Task goal: For each line of the listing below that contains the string "geometry", copy the line.

-- Input data follows --

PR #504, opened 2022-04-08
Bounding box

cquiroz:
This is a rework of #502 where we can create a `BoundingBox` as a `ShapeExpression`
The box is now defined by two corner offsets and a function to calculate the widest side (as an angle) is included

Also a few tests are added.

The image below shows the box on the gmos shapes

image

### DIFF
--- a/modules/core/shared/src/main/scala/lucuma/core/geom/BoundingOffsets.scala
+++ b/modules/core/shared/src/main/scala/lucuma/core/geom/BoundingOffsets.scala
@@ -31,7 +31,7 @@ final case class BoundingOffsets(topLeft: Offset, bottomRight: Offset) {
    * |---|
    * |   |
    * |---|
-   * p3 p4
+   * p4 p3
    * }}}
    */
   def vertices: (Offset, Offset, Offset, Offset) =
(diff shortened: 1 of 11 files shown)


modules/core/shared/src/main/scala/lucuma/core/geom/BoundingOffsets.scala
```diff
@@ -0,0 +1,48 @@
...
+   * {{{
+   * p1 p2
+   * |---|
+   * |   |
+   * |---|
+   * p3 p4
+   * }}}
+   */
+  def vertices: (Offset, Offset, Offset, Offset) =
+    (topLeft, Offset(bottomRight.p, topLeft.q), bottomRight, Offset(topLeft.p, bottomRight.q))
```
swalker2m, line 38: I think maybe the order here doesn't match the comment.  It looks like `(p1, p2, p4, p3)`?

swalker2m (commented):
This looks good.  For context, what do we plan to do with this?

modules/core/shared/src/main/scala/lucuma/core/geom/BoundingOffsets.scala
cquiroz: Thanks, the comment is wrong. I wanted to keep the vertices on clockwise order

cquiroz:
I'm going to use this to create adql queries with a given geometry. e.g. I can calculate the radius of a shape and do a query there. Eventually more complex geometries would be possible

-- Input data concluded --
-- Input data follows --

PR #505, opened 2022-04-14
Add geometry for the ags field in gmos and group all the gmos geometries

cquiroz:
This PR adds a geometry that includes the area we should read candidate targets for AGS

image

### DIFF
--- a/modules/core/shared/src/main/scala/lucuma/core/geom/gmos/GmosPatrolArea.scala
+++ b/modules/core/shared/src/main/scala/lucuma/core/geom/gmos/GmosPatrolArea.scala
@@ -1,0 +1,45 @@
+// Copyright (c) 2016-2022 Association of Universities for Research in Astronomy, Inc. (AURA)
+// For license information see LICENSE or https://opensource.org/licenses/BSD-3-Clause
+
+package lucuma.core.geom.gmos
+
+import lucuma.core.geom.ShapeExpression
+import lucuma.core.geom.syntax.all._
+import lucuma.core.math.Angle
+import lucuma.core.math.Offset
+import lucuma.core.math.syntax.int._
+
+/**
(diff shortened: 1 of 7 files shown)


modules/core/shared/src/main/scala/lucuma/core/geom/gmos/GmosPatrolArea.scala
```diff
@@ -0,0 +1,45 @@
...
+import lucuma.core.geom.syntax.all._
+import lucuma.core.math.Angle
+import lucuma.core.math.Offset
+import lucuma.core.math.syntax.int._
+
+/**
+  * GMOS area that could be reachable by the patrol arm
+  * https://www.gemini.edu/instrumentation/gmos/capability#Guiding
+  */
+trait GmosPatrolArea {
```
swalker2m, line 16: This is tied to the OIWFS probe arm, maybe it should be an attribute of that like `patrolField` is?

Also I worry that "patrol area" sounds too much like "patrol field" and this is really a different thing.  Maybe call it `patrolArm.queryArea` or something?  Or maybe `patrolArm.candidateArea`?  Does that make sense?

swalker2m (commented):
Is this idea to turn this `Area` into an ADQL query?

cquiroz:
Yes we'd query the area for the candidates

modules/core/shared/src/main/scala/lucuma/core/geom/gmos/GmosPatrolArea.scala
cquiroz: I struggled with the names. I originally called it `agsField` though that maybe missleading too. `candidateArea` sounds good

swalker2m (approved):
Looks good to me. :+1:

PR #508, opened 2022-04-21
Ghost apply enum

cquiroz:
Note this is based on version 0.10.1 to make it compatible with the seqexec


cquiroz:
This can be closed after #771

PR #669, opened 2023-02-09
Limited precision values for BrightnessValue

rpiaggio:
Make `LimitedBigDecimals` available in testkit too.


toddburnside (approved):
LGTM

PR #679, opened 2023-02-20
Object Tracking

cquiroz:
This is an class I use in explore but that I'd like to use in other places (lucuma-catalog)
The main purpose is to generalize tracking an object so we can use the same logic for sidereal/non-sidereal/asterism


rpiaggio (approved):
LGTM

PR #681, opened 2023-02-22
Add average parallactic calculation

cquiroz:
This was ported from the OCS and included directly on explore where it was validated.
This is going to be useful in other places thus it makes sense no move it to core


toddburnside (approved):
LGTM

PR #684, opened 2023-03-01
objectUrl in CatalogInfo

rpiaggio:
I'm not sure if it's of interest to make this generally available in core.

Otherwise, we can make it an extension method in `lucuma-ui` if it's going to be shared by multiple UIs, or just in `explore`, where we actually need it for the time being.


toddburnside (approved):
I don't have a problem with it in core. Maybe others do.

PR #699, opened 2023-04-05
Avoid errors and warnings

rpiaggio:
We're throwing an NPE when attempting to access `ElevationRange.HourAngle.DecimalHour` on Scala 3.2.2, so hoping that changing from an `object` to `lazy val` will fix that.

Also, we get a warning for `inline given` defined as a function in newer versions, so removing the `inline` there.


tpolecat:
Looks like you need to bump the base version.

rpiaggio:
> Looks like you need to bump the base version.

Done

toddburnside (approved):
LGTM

-- Input data concluded --

Finished task:
I'm going to use this to create adql queries with a given geometry. e.g. I can calculate the radius of a shape and do a query there. Eventually more complex geometries would be possible
Add geometry for the ags field in gmos and group all the gmos geometries
This PR adds a geometry that includes the area we should read candidate targets for AGS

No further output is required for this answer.